I have no idea how this example applies to the conversation at hand.
I guess there’s no such thing as gamer culture, anime culture, golf culture, basketball culture, soccer culture, craft beer culture, gym bro culture…
The fact that Joe is super into craft beer and the culture that sorrounds it doesn’t mean he can’t also have a Jewish upbringing that’s a much deeper and more meaningful shared experience than “we both like going to breweries and trying craft beer on the weekend”.
Right, but I wouldn’t describe those as shared values, necessarily; they’re forms of art that speak to a common experience (being LGBT in a society that’s largely cis and heterosexual) that people who partake in “gay culture” share.
I wouldn’t say that gay culture is built around shared values, beyond the shared values of gay acceptance; instead it’s built around a shared experience. Other cultures are built around common interests.
“Black” and “African American” obviously don’t mean the same thing. I have a friend, born and raised in Uganda, who lives in Hawai’i now. She’s Black, but she’s not African American. Her experience growing up had nothing to do with American Black culture or the reverberating effects on US-based Black communities of historical racism in America.
On the other hand, her son was born and raised in Brooklyn, as an American citizen participating all along in US culture as a Black man. He identifies as African-American. His mother does not.

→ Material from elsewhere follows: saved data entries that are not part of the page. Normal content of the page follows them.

PR #1652, opened 2026-09-15
Add minimal prow-github-actions setup

ahmedtd:
DO_NOT_MERGE until we figure out a good way forward with Zizmor flagging pull_request_target.

Add a minimal prow-github-actions setup.

It should support labeling, as well as automatic PR submission.  This will be pretty janky and slow until we have

I believe the automatic merging setup will be secure, since without OWNERS files, only org / repo members should be able to /lgtm or /approve


BenTheElder:
We could consider using the github merge queues for merge, but I think we really want the ability to `/retest`.

I only see zizmor failing on the unpinned action digests?

EItanya:
> We could consider using the github merge queues for merge

FWIW I've really liked this in kagent so far, but I agree that not being able to re-run is a seriously terrible UX. GH has no answer to that?

swiftdiaries:
Heavy +1, being able to do `/retest` and `/ok-to-test` is something that'd be really, really helpful

.github/workflows/pr-workflow.yaml
```diff
@@ -1,180 +1,54 @@
...
-  contents: read
 jobs:
   run-tests:
     runs-on: ubuntu-latest
     steps:
     - name: Checkout
-      uses: actions/checkout@fbc6f3992d24b796d5a048ff273f7fcc4a7b6c09 # v5.1.0
-      with:
-        fetch-depth: 0
+      uses: actions/checkout@v3
```
stshrive, line 25: You might want something like this:

```
actions/checkout@11bd71901bbe5b1630ceea73d27597364c9af683 # v4.2.2
```

.github/workflows/pr-workflow.yaml
```diff
@@ -1,180 +1,54 @@
...
     - name: Setup Go
-      uses: actions/setup-go@40f1582b2485089dde7abd97c1529aa768e1baff # v5.6.0
+      uses: actions/setup-go@v5
```
stshrive, line 27: `actions/setup-go@0aaccfd150d50ccaeb58ebd88d36e91967a5f35b # v5.4.0`

.github/workflows/pr-workflow.yaml
```diff
@@ -1,180 +1,54 @@
...
-# WITHOUT WARRANTIES OR CONDITIONS OF ANY KIND, either express or implied.
-# See the License for the specific language governing permissions and
-# limitations under the License.
+#  Unless required by applicable law or agreed to in writing, software
+#  distributed under the License is distributed on an "AS IS" BASIS,
+#  WITHOUT WARRANTIES OR CONDITIONS OF ANY KIND, either express or implied.
+#  See the License for the specific language governing permissions and
+#  limitations under the License.
+
+# Adapted from https://github.com/cncf/prow-github-actions/blob/main/templates/workflow-templates/prow.yml
```
stshrive, line 16: This is missing something like this:

```
permissions:
  contents: read
  packages: read
  pull-requests: write
  issues: write
  checks: write
  statuses: write
```

Not sure these are the optimal configurations. Consider reviewing these for the needs here.

BenTheElder:
> FWIW I've really liked this in kagent so far, but I agree that not being able to re-run is a seriously terrible UX. GH has no answer to that?

Grant write access :(

Obviously we will have _more_ people with that over time but ... it's an extremely broad permission. A lot of contributors should ideally have permission to launch / rerun tests without having permission to merge yet ...

BenTheElder:
> Heavy +1, being able to do /retest and /ok-to-test is something that'd be really, really helpful

To be clear: I don't think this action supports that yet.

PR #1654, opened 2026-09-15
Remove an actor's directory when atelet terminates it

chw120:
Terminate ended by resetting the actor's directories: it empties the subdirectories it knows and recreates them for a next activation. But nothing recreates the actor — Terminate is the control plane's word that it no longer exists — and nothing else on the node reclaims the per-actor root. The root, the sandbox assets record and the runsc debug logs under it survived every actor that ever ran on the node.

`removeActorDirs` takes the root as well. It goes through `resetActorDirs` first for the care a blanket `RemoveAll` lacks: it refuses to proceed while a volume directory is still populated, so a failed unmount cannot become a deletion of the mount's contents, and it can remove a bundle upper dir carrying an image's read-only modes.

### Next

Terminate is almost never reached. `ensureAteletTerminated` returns early when the actor has no worker assignment, and every actor `DeleteActor` accepts has none: deletion is allowed only from SUSPENDED or CRASHED, and both clear the
assignment in the commit that enters them. On current main this changes the outcome only for `--any-state` deletes of a live actor.

It still has to land first — the node must be able to reclaim the directory before the control plane asks it to — and it needs no API change, so it need not wait on the other half's design. Teaching the node to notice actors the control plane no longer knows about is a follow-up.

- [x] Tests pass


cmd/atelet/main.go
```diff
@@ -1944,6 +1946,23 @@ func resetActorDirs(actorUID string) error {
...
+//
+// resetActorDirs runs first for the care a blanket RemoveAll lacks. It refuses
+// to proceed while a volume directory is still populated, so a failed unmount
+// cannot become a deletion of the mount's contents, and it can remove a bundle
+// upper dir carrying an image's read-only modes.
+func removeActorDirs(actorUID string) error {
+	if err := resetActorDirs(actorUID); err != nil {
+		return err
+	}
+	if err := os.RemoveAll(ateompath.ActorPath(actorUID)); err != nil {
```
zoez7, line 1960: Discussed offline. `resetActorDirs` is used by both suspend and resume to clean up the actor directory, where as the additional `os.RemoveAll(ateompath.ActorPath(actorUID))` here is to clean up the leaked directories when force deleting an actor.

PR #1728, opened 2026-09-17
Revert "e2e: copy the source pool's worker resources"

ahmedtd:
Reverts agent-substrate/substrate#1691 - e2e tests are failing at head.


BenTheElder (approved):
let's unbreak main and I'll reintroduce

basically we're too tight on the resources in the runner.

but we do need the parking tests to stop using an unsized pool ...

And if there is no difference between “African American” and “Black,” does that mean the vast majority of citizens in Nigeria or Tanzania or Mozambique etc. etc. are “African American”?
FYI, “it isn’t happening and it’s good that it is” is a common kind of gaslighting from ‘woke’ people, where they first deny that something you object to is happening - often while calling you a bigot for accusing nice progressives of it - then when shown evidence that the thing in question really is happening, insist that it’s good, and you’re a bigot for objecting to it.
Extremely tedious and annoying. Some of them are simply ignorant, some are disingenuous. It’s generally not worth engaging… and I should remember that.
I remember an American journalist calling Lenny Henry (famous British comedian) ‘African American’ in an interview. Funny, but the journalist obviously learned it as a replacement for ‘black’ or whatever word he grew up with - a name for a racial group - rather than a parallel to terms like ‘Irish American’ and ‘Italian American’ as I assume was the intention.